Data under study:
+-------+
PR #789, opened 2024-07-16
Add a password rule for pret.com

rmondello:
From the website:

> Your password must…
> have 12 or more characters
> include letters a-z
> include numbers 0-9
> have at least one of these special characters @$!%*#?&

### Overall Checklist

#### for password-rules.json

Untitled

### DIFF
--- a/quirks/password-rules.json
+++ b/quirks/password-rules.json
@@ -779,6 +779,9 @@
     "prestocard.ca": {
         "password-rules": "minlength: 8; required: lower; required: upper; required: digit,[!\"#$%&'()*+,<>?@];"
     },
+    "pret.com": {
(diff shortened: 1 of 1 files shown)


dmmaslenn (approved):

quirks/password-rules.json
+-------+
Required action:
Filter the records above, keeping each line that contains the word "characters".

Solved exercise:
> have 12 or more characters
> have at least one of these special characters @$!%*#?&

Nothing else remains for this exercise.